When Behavioral Economists Get Power: Nudges - Part I

Welcome to a new philosophical exploration! This series will be diving into a bit of modern social philosophy. More specifically, we will be covering the idea of "nudges", which are a political device of sorts that gained massive popularity as one of the biggest-scale transplants of philosophy into politics of all time. It's creators, Nobel laureate Richard Thaler and Harvard law professor Cass Sunstein, acted as advisors to Obama during his presidency, and many of the public policies in his campaign were shaped using nudges. In this article, I will introduce the parent philosophy of nudges, something called "libertarian paternalism", along with what nudges roughly are, and the main moral motivation behind them.
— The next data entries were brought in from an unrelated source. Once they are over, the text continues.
PR #666, opened 2016-01-23
api: add function list_user_data()

talisein:


talisein:
Updated commit to refer to 1.6 instead of 1.5. Also GPG signed for sparkly github button, ooo.

flashcode:
Thanks, merged with some changes for version 2.6.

In the following parts, we will go beyond their original philosophy, looking at the debates and the critiques that followed their work, as well as existing problems and ideas to make a better political philosophy using them.

1. Introduction: 

Paternalism, in its simplest sense, is the act of limiting or influencing the choices and decisions of an individual against their will on the grounds that it would be beneficial for the individual in question. Libertarians usually view paternalism as ‘derogatory’ [3] – they think that the compromise of complete liberty is not warranted for the sake of being ‘better off’ by the government’s perspective. However, behavioral economist Thaler and Obama administration advisory Sunstein authored a groundbreaking book, Nudge, which pioneers the idea of ‘liberal paternalism’ – a political ideology that aims to push people to make better decisions without limiting their liberty. The main tool to implement this framework is the ‘nudge’, which is characterized as a psychological or contextual entity that is designed to sway decision-making without enforcing behavior – thus, according to them, preserving the spirit of liberty. 
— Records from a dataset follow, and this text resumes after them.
Issue #673, opened 2016-01-27
Force a color for a nick on a specific server


jazzpi:
Would be nice to be able to have something like `/set irc.look.nick_color_force` restricted to a specific server (or maybe even channel) only.

wohali:
I know there's a 2-year old WIP for this, but the ability to `/set irc.look.{server_default|server}.nick.color` would be amazing. That syntax would allow the same nick across multiple servers to always be coloured the same.

PR #674, opened 2016-01-29
irc: more powerful nick coloring support [WIP]

### LINKED ISSUE #168: Support colouring nicks by mode (@+) and possibly hostmask.
Hi, I've used mIRC for years and one feature I really liked is colouring names by mode. This adds consistency and gives a visual effect that makes it really easy to determine who is what.

I've added images just so it is clear how it works in mIRC. While I don't expect the same setup to be copied, I think the extra context is nice.

[How my setup works in mIRC](http://i.imgur.com/U3WcYvY.png), and [how it looks in production](http://i.imgur.com/ADYlgZL.png)

This colours both the names in the nicklist, and in general chat.

It could be as simple as 

```
/set weechat.color.use_modecolor "yes"
/set weechat.color.ops "lightmagenta"
/set weechat.color.voices "green"
/set weechat.color.none "gray"
```

I personally am not that fond of the random colours.

sim642:
Changes made by this PR:
1. **New hook type "provider" based on "modifier"** (functions `hook_provider` and `hook_provider_exec`).
   
   When executing modifiers they are all applied one after another until they've all been applied (or any one of them along the line returns an empty string).
   
   Providers are very similar to modifiers based on their arguments but are called in a different way: executing providers they are tried until one returns a non-empty string. If the provider does not want to return any value based on the arguments given, it returns an empty string and next providers are executed. The order of providers is specified by their hook priorities. While modifiers work on `char *`, providers return `const char *`.
2. **Find IRC nick colors using provider hook** (provider `irc_nick_color`).
   
   Previously `irc_nick_find_color` and `irc_nick_find_color_name` functions were called internally and it was impossible for other plugins or scripts to modify the behavior of color picking. Making the two functions execute a new `irc_nick_color` provider allows scripts to create provider hooks that optionally return a color name which they'd like the nick to have, different from the one WeeChat has given it.
   
   The two existing nick coloring methods have been turned into provider hooks:
   1. Forced nick color (option `irc.look.nick_color_force`) is provided with priority 5000.
   2. Hashed nick color is provided with priority 1000.
3. **Pass server and channel to IRC nick color providers**. _Lays foundation for #673._
   
   Previously IRC nick colors were global and couldn't be different for the same nick in different servers or channels. Now all calls to get nick color in "irc" plugin pass server information (and channel information if available) to the nick coloring routines. Provider `irc_nick_color` is now being passed `provider_data` in the form `[server[;channel]]`, allowing hooks to base their choices based on those.
   
   Infos `irc_nick_color` and `irc_nick_color_name` may now include optional server and channel name in arguments to pass that info to `irc_nick_color` providers. The argument format for the infos is now `[server,[channel,]]nickname`.
4. **Allow forcing IRC nick colors based on channel mode char** (option `irc.look.nick_color_force_modes`). _Closes #168._
   
   Cherry-pick of sim642/weechat@384c8b3ae24fa09d1884a9416ce4d593379c279f modified to be a `hook_provider` and use mode chars instead of prefixes. This fixes the original commit's problem of being inconsistent with `irc.color.nick_prefixes`.
5. **Allow forcing refresh of cached IRC nick colors** (signal `irc_nick_refresh_color`).
   
   When `irc_nick_color` providers decide to color a nick differently at some point the change won't be immediately made in cached contexts, such as `struct t_irc_nick`'s `color` property, meaning some colors will be wrong. To fix this it's possible to call the signal `irc_nick_refresh_color` with arguments in the form `[server[;channel[;nick]]]` to force the refresh the color in the structures for all/server/channel/nick.

---

Missing changes:
1. ~~**Availability of provider hooks in scripts.**~~
   
   While `hook_provider` and `hook_provider_exec` are available for plugins to use, they should also be exposed to scripts because scripts are the main point where custom nick coloring may be wanted. For example, a twitch.tv script would like to have nicks colored the same way the server tells it to, not how WeeChat decides.


doc/en/weechat_plugin_api.en.asciidoc
```diff
@@ -9722,6 +9756,125 @@ weechat.hook_modifier_exec(modifier, modifier_data, string)
...
+* pointer to new hook, NULL if error occurred
+
+List of providers used by WeeChat and plugins:
+
+[width="100%",cols="^2,3,4,4",options="header"]
+|===
+| provider | provider data | String | Output
+
+| irc_nick_color |
+  |
```
sim642: Missing info about `provider_data` for `irc_nick_color`.

wohali:
@sim642 is this work abandoned? Do you need any help?

sim642:
As the [WIP] indicates, this isn't really merge-ready stuff. As the activity indicates, no work has been done on it either. Unfortunately so much time has passed that I don't really remember the exact problems that there still are but I remember there being something wrong in this approach. Here's some guesses:
1. It's not entirely clear if a whole new API hook group (providers) is needed to really implement something like this and modifiers wouldn't really do. The whole `const`-ness thing is a bit fuzzy.
2. There is a significant performance overhead and penalty with having to execute scripts and triggers as opposed to calling a simple native C function like currently.
3. There might be still difficulties with the whole nick color refreshing thing because if it depends on external information and logic from scripts, Weechat core cannot know these things automatically.
4. AFAIK since I worked on it, certain nick coloring logic has been abstracted in Weechat from IRC plugin to the core, which requires reworking this also.
5. I think the main issue is something regarding allocation and freeing of color code strings or such. Ownership and responsibility of this data might need to be reworked in Weechat to completely get around this. Currently certain uses might not be safely and correctly possible with this.

The above list is purely speculative and just a list of random thoughts that popped into my mind right now. While this would be a powerful feature to have and this PR might seem like it delivers, there's still a lot of work to be done before anything like this can be considered production ready. Feel free to investigate these changes yourself and share any thoughts.

I am not really actively working on any Weechat PRs recently anyway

Before we can start considering the ramifications of such a paternalistic government, many questions come to mind about its viability – can ‘liberal paternalism’ truly be both libertarian and paternal? Should a government be given the power to be paternal in a democracy? What are the ethics of nudging, and do we run the risk of bypassing individual autonomy? The aim of this paper is to investigate the framework of liberal paternalism and the debate of whether nudging is ultimately morally permissible or not. I will draw from various sources and give an account of how nudges play into libertarian paternalism, the current state of the debate on nudging, and review the question of whether there exists a form of nudging that objectively supports beneficence without tipping over the line of bypassing autonomy.  

2. Paternalism vs Liberal Paternalism: 

The main contention with paternalism lies in the motivation behind the coercion, and if it is good enough to justify the interference. John Mill famously proclaims against paternalism as follows in On Liberty: 

“That the only purpose for which power can be rightfully exercised over any member of a civilized community, against his will, is to prevent harm to others. He cannot rightfully be compelled to do or forbear because it will be better for him to do so, because it will make him happier, because, in the opinion of others, to do so would be wise, or even right.” [2]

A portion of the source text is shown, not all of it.